▸ **Assignment**
Below this sentence is a listing; return exactly its lines from the one with "Hostname validation by default, fixes" to the one with "(MITM) attacks because", both kept, and nothing more.
◆ ◆ ◆
PR #3679, opened 2020-11-29
using empty array for Collection.toArray()

dfa1:
Motivation:

There are two styles to convert a collection to an array: either using a pre-sized array (like c.toArray(new String[c.size()])) or using an empty array (like c.toArray(new String[0]).
    
In older Java versions using pre-sized array was recommended, as the reflection call which is necessary to create an array of proper size was quite slow. However since late updates of OpenJDK 6 this call was intrinsified, making the performance of the empty array version the same and sometimes even better, compared to the pre-sized version. Also passing pre-sized array is dangerous for a concurrent or synchronized collection as a data race is possible between the size and toArray call which may result in extra nulls at the end of the array, if the collection was concurrently shrunk during the operation.

### DIFF
--- a/src/main/java/io/vertx/core/CompositeFuture.java
+++ b/src/main/java/io/vertx/core/CompositeFuture.java
@@ -73,7 +73,7 @@ public interface CompositeFuture extends Future<CompositeFuture> {
    * When the list is empty, the returned future will be already completed.
    */
   static CompositeFuture all(List<Future> futures) {
-    return CompositeFutureImpl.all(futures.toArray(new Future[futures.size()]));
+    return CompositeFutureImpl.all(futures.toArray(new Future[0]));
   }
 
   /**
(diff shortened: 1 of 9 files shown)


julianladisch:
The posted motivation text is the same as https://github.com/JetBrains/intellij-community/blob/master/plugins/InspectionGadgets/src/inspectionDescriptions/ToArrayCallWithZeroLengthArrayArgument.html and should have proper attribution.
For background information please visit https://shipilev.net/blog/2016/arrays-wisdom-ancients/

dfa1:
thank you @julianladisch for your time, please have another look at the commit message

tsegismont (approved):
Thank you @dfa1

dfa1:
you're welcome! I'm happy to contribute something back to the community :)

PR #3680, opened 2020-12-02
Hostname validation by default, fixes SSL/TLS certificate host mismatch

julianladisch:
Vert.x (and Netty) disable hostname validation of SSL/TLS
certificates by default. This opens a back door for man-in-the-middle
(MITM) attacks because attackers only need to present a valid SSL/TLS
certificate for a different hostname to successfully intercept the
connection.

Details: https://cwe.mitre.org/data/definitions/297.html

Developers using Vert.x can enable hostname validation if they call
`.setHostnameVerificationAlgorithm("HTTPS")`.
However, 6 out of 7 examples presented on
https://vertx.io/docs/vertx-core/java/#_client_trust_configuration
don't enable it. It is likely that some developers forget to
enable hostname verification.

Security by default is state of the art and required by GDPR articles
32 and 25. Libraries should ship with secure defaults.

Therefore Vert.x should enable SSL/TLS hostname validation by default.

Netty will enable hostname validation by default for Netty 5:
https://github.com/netty/netty/issues/8537
Netty got security vulnerability notices because of this issue:
https://snyk.io/vuln/SNYK-JAVA-IONETTY-1042268
https://github.com/netty/netty/issues/10362

### DIFF
--- a/src/main/asciidoc/net.adoc
+++ b/src/main/asciidoc/net.adoc
@@ -448,9 +448,16 @@ To enable SSL on a NetClient the function setSSL(true) is called.
 
 ==== Client trust configuration
 
-If the {@link io.vertx.core.net.ClientOptionsBase#setTrustAll trustALl} is set to true on the client, then the client will
-trust all server certificates. The connection will still be encrypted but this mode is vulnerable to 'man in the middle' attacks. I.e. you can't
-be sure who you are connecting to. Use this with caution. Default value is false.
+By default, the client checks that the certificate presented by the server is trusted, and that the host name the
+client wants to connect to is listed in the server certificate.
+
+Disabling one or both of these checks makes the connection vulnerable to 'man in the middle' attacks. I.e. you can't
+be sure who you are connecting to. Use this with caution.
+
+If the {@link io.vertx.core.net.ClientOptionsBase#setTrustAll trustAll} is set to true on the client, then the client will
+trust all server certificates, i.e. certificates issued by an attacker.
+
+The default value for trustAll is false.
 
 [source,$lang]
 ----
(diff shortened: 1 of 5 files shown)


vietj:
I don't think it is correct to set the default value to HTTPS in NetClientOptions, setting this value should be done in HttpClientOptions subclass only

vietj:
@julianladisch can you change to configure the algorithm in the `HttpClientOptions` subclass ?

vietj:
Actually Vert.x is currently fine, your PR does care about `NetClient` which is a generic TCP client and should not be bothered by the hostname verification algorithm by default. This algorithm depends on the underlying exchanged protocol , e.g it's HTTP for HTTP but also for some others) like vertx-mail-client that does use this value https://github.com/vert-x3/vertx-mail-client/blob/master/src/main/java/io/vertx/ext/mail/impl/SMTPConnectionPool.java#L66

The current HTTP client instead use an option named `verifyHost` that is enabled by default, you can see in `SSLHelper`

```java
  public SSLHelper(HttpClientOptions options, KeyCertOptions keyCertOptions, TrustOptions trustOptions) {
    this((ClientOptionsBase) options, keyCertOptions, trustOptions);
    if (options.isVerifyHost()) {
      this.endpointIdentificationAlgorithm = "HTTPS";
    }
  }
```

I think we can keep the documentation part to warn the user that when using a TCP client with SSL then out of the box nothing is done and there might be a MIDM attack and that the verification can be enabled.

vietj:
can you simply update the doc ?

vietj:
please resubmit another pr with doc change

src/main/asciidoc/net.adoc
```diff
@@ -448,9 +448,16 @@ To enable SSL on a NetClient the function setSSL(true) is called.
 
 ==== Client trust configuration
 
-If the {@link io.vertx.core.net.ClientOptionsBase#setTrustAll trustALl} is set to true on the client, then the client will
-trust all server certificates. The connection will still be encrypted but this mode is vulnerable to 'man in the middle' attacks. I.e. you can't
-be sure who you are connecting to. Use this with caution. Default value is false.
+By default, the client checks that the certificate presented by the server is trusted, and that the host name the
```
hutchig, line 451: link

PR #6303, opened 2026-08-10
fix: CleanableObject.shutdown() returns null when resource was GC'd

### LINKED ISSUE #6302: CleanableObject.shutdown() returns a null Future when the underlying resource was garbage collected (HttpClient.close() returning null)
### Version

5.1.5 — still present on current master (46fa0929b).

### Context

An `HttpClient` built with `vertx.httpClientBuilder().build()` is wrapped in a `CleanableHttpClient`, which references the underlying `HttpClientImpl` only through the `WeakReference` inside `CleanableObject.Action`. If the underlying resource has become unreachable and was garbage collected — for example after the Vert.x instance shut down and released its own references, while the caller still holds the wrapper — then `close()` / `shutdown(Duration)` on the wrapper returns **`null`** instead of a `Future<Void>`:

```java
private static class Action<T> extends WeakReference<CloseableResource<? extends T>> implements Runnable {

    private Future<Void> closeFuture;

    @Override
    public void run() {
      CloseableResource<? extends T> d = get();
      if (d != null) {                       // referent collected -> closeFuture stays null
        closeFuture = d.shutdown(timeout);
      }
    }
}

public final Future<Void> shutdown(Duration timeout) {
    ...
    if (action != null) {
      assert cleanable != null;
      action.timeout = timeout;
      cleanable.clean();
      return action.closeFuture;             // <- null in that case
    } else {
      return Future.succeededFuture();       // the repeated-shutdown branch never returns null
    }
}
```

The asymmetry with the `else` branch suggests the API is intended to never return `null`, and callers reasonably chain `close().onSuccess(...)` directly, which then throws `NullPointerException`.

This was hit in the wild by Quarkus: the OpenTelemetry OTLP exporter races its `shutdown()` against Vert.x termination, and on a GC-timing-sensitive JVM (JDK 25 Semeru in CI) `client.close()` returned `null`, producing an NPE and a flaky test. Full analysis in quarkusio/quarkus#55946.

Possibly related to the lifecycle machinery discussed in #6268 (context CloseFuture retention of clients) — that issue is about the resource being retained too strongly; this one is about what happens once it is no longer retained.

### Do you have a reproducer?

Not yet as a standalone project. It should reproduce by building a client, letting the underlying resource become weakly reachable (e.g. closing the Vert.x instance), forcing a GC until the `WeakReference` is cleared, and then calling `client.close()` — I can put together a test case as part of a fix PR.

The fix itself looks one-line: have `shutdown(Duration)` fall back to `Future.succeededFuture()` when `action.closeFuture` is `null` after `clean()` (matching the semantics of the already-shut-down branch). I'm happy to submit that PR if the approach sounds right.

### Extra

Observed on OpenJDK 25 (IBM Semeru) in Quarkus CI; the mechanism is GC-timing dependent rather than JVM-specific.

waterWang:
## Description

When `CleanableObject.shutdown(Duration)` is called after the underlying resource has been garbage collected (e.g., after Vert.x instance shutdown while the caller still holds a wrapper), the method returns `null` instead of a `Future<Void>`, causing `NullPointerException` in callers that chain `close().onSuccess(...)`.

### Root Cause

`CleanableObject.Action` extends `WeakReference<CloseableResource>`. When the `Cleanable.clean()` triggers `Action.run()`, the reference may already be cleared by GC — in that case `closeFuture` is never set and stays `null`. The `shutdown()` method then returns this `null` instead of a completed future.

### Fix

Return `Future.succeededFuture()` when `action.closeFuture` is `null` after `clean()`, matching the semantics of the already-shut-down branch (the `else` block).

This was hit in the wild by Quarkus: the OpenTelemetry OTLP exporter races its `shutdown()` against Vert.x termination, and on a GC-timing-sensitive JVM (JDK 25 Semeru in CI), `client.close()` returned `null`, producing an NPE and a flaky test (see quarkusio/quarkus#55946).

Closes #6302

### DIFF
--- a/vertx-core/src/main/java/io/vertx/core/impl/CleanableObject.java
+++ b/vertx-core/src/main/java/io/vertx/core/impl/CleanableObject.java
@@ -81,7 +81,8 @@ public class CleanableObject<T> {
       assert cleanable != null;
       action.timeout = timeout;
       cleanable.clean();
-      return action.closeFuture;
+      Future<Void> closeFuture = action.closeFuture;
+      return closeFuture != null ? closeFuture : Future.succeededFuture();
     } else {
       return Future.succeededFuture();
     }


jnbdz:
This matches the fix suggested in #6302, and the placement in `shutdown()` looks right to me — it covers any path that leaves `action.closeFuture` unassigned, consistent with the already-shut-down branch.

Two things seem to be missing to get it over the line: the ECA check needs signing, and a regression test for the collected-referent path. I'm happy to contribute the test if that helps — it should be doable deterministically by constructing a `CleanableObject` over a resource, dropping the strong reference, forcing GC until the weak reference clears, and asserting `shutdown()` returns a non-null succeeded future.

vietj:
@jnbdz a test is important to cover this case, without it, merging this PR is speculative fix

vietj:
thanks for the contribution, here is a fix with a test : I opted for a different fix though

PR #6308, opened 2026-08-12
Support host names in DNS client setup

gsmet:
Motivation:

Vert.x 4 was supporting using a host name in the DNS setup (typically localhost, which is what Testcontainers returns in the Stork quickstart).

I'm not sure exactly if there's a good reason to break this behavior so I prepared a patch that restores the existing behavior, and is arguably more correct as only IP addresses are supported after this call and getHost() can return a host name.

Conformance:

### DIFF
--- a/vertx-core/src/main/java/io/vertx/core/dns/impl/DnsClientImpl.java
+++ b/vertx-core/src/main/java/io/vertx/core/dns/impl/DnsClientImpl.java
@@ -56,7 +56,7 @@ public class DnsClientImpl implements DnsClient {
     }
 
     DnsAddressResolverProvider provider = DnsAddressResolverProvider.create(vertx, vertx.nameResolver().options()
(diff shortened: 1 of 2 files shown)


vietj:
it must be a regression due to a reimplementation of the DNS client in Vert.x 5, thank you for the contribution.

gsmet:
Ideally, I would like it backported to 5.1.x if it gets in (at least if we don't upgrade to 5.2 soon in Quarkus main).

vietj:
I'll review it by end of this week, no worries for backport

gsmet:
Awesome, thanks!

vietj:
Actually your change implies using a blocking Java API that resolves the server host to an IP address. So it's less obvious than it appears first.

I made this change to let the server address resolution be made lazily at runtime instead and made it resolved with the vertx name resolver (that will understand localhost): #6309

Issue #6218, opened 2026-06-28
Summary of latest 60(to 28/6/2026) CI failures.


gaganis:
### Version

5.x 5.x-stable

### Context

I had trouble getting a green CI build of my https proxy PR #6215. In my effort to determine whether the failures I was seeing were due to my changes I did an analysis of the past failures to see if these failure preexisted due to flaky tests.

I decided to publish the report in case it is useful and to serve as a meta ticket to tackle these flaky test failures.  I also added a column to link related PRs or issues. I have posted a PR with a suggested fix for `NetTest.testListenDomainSocketAddress[Native]` #6217

| Frequency | Test | Error | Related issues / PRs |
|---|---|---|---|
| 9/60 (15%) | `NetTest.testEndHandlerCalledAfterAllEmissions` | IllegalState "Timed out" | #6219 |
| 7/60 (11.7%) | Http2 `*HeadersPutAll` / `testResponseTrailers*` | Illegal 'TE' header value / Stream reset |  |
| 4/60 (6.7%) | `Http2*.testSslHandshakeTimeout` | Timeout Unsatisfied checkpoint |  |
| 4/60 (6.7%) | `NetTest.testListenDomainSocketAddress[Native]` | leftover `.sock` / native timeout | #6217 |
| 3/60 (5%) | `it.networklogging.NetTest.testServerLogging` / `testNoLogging` | Timeout (120 s) |  |
| 2/60 (3.3%) | `WebSocketTest.*` (4 methods across 2 runs) | Timeout Unsatisfied checkpoint |  |
| 2/60 (3.3%) | `Http1xProxyTest.testNonProxyHosts3` | Bind "Address already in use" |  |
| 2/60 (3.3%) | `Http1xSendFileTest.testSendOpenRangeFileFromClasspath` |  |  |
| 2/60 (3.3%) | `MetricsTest.testThreadPoolMetrics*` (windows) |  |  |
| 2/60 (3.3%) | `NetTest.testServerWithIdleTimeoutSendChunkedFile` |  |  |
| 1/60 (1.7%) | `NetBandwidthLimitingTest.fileUploadIsThrottled` | Timeout (120 s) |  |
| 1/60 (1.7%) | `DNSTest.*` (windows) | Bind "Address already in use" |  |
| 1/60 (1.7%) | `SynchronizationTest.*` (4.x, windows) |  |  |
| 1/60 (1.7%) | `NetTest.testCloseUnwritableSocket` |  |  |
[...]

PR #6317, opened 2026-08-15
Keep the NetClient referenced in tests that rely on the connection staying open

jnbdz:
## Motivation

`Http2Test#testSslHandshakeTimeout` is listed in #6218 as failing in 4 out of 60 CI runs with `Timeout Unsatisfied checkpoint`.

The test opens a connection with `vertx.createNetClient().connect(...).await()`, keeps neither the client nor the socket referenced and returns, then the checkpoint waits for the server to report `handshake timed out after 1234ms`. Since a client that is no longer referenced is closed when it is garbage collected, under memory pressure the connection is closed *before* the handshake timeout happens: the server sees a plain close, never reports the `SSLHandshakeException`, and the checkpoint is never satisfied. Adding a `System.gc()` loop after the connect reproduces the CI failure deterministically:

```
java.util.concurrent.TimeoutException: Unsatisfied checkpoint
```

`HttpConnectionEarlyResetTest#testExceptionCaught` has the same pattern: it expects a connection reset (`SO_LINGER=0`) two seconds after connecting, but a client closed by the garbage collector closes the connection gracefully instead and the latch never counts down.

## Changes

Keep the `NetClient` in a field in both tests so it stays referenced for the duration of the test (test-only change). `Http2Test#testSslHandshakeTimeout` passes with the forced garbage collection in place once the client is referenced.

Related to #6218.

### DIFF
--- a/vertx-core/src/test/java/io/vertx/tests/http/Http2Test.java
+++ b/vertx-core/src/test/java/io/vertx/tests/http/Http2Test.java
@@ -19,6 +19,7 @@ import io.vertx.core.*;
 import io.vertx.core.buffer.Buffer;
 import io.vertx.core.http.*;
 import io.vertx.core.net.JdkSSLEngineOptions;
+import io.vertx.core.net.NetClient;
 import io.vertx.core.net.NetSocket;
 import io.vertx.core.net.OpenSSLEngineOptions;
 import io.vertx.core.net.SSLEngineOptions;
@@ -52,6 +53,8 @@ import static org.junit.Assert.*;
  * @author <a href="mailto:julien@julienviet.com">Julien Viet</a>
  */
 public class Http2Test extends HttpTest {
+
+  private NetClient netClient;
 
   public Http2Test() {
     this(false);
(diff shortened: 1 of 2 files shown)


tsegismont (approved):
LGTM, thank you

tsegismont:
Please rebase and run `mvn spotless:apply` to apply formatting changes

vertx-core/src/test/java/io/vertx/tests/http/Http2Test.java
```diff
@@ -735,7 +738,10 @@ public void testSslHandshakeTimeout(Checkpoint checkpoint) throws Exception {
         }
       });
     startServer();
-    NetSocket so = vertx.createNetClient().connect(config.port(), config.host()).await();
+    // Keep a reference to the client: an unreferenced client is closed when it is garbage collected, which
+    // would close the connection before the handshake timeout happens
+    netClient = vertx.createNetClient();
```
vietj, line 743: I think that the netClient does not need to be a field on the class, it is fine to be a local variable as long as we use checkpoint.awaitSuccess()

vietj (changes requested):

vietj (changes requested):
added feedback

vietj:
fixed directly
◆ ◆ ◆
▸ **Response below**
Hostname validation by default, fixes SSL/TLS certificate host mismatch

julianladisch:
Vert.x (and Netty) disable hostname validation of SSL/TLS
certificates by default. This opens a back door for man-in-the-middle
(MITM) attacks because attackers only need to present a valid SSL/TLS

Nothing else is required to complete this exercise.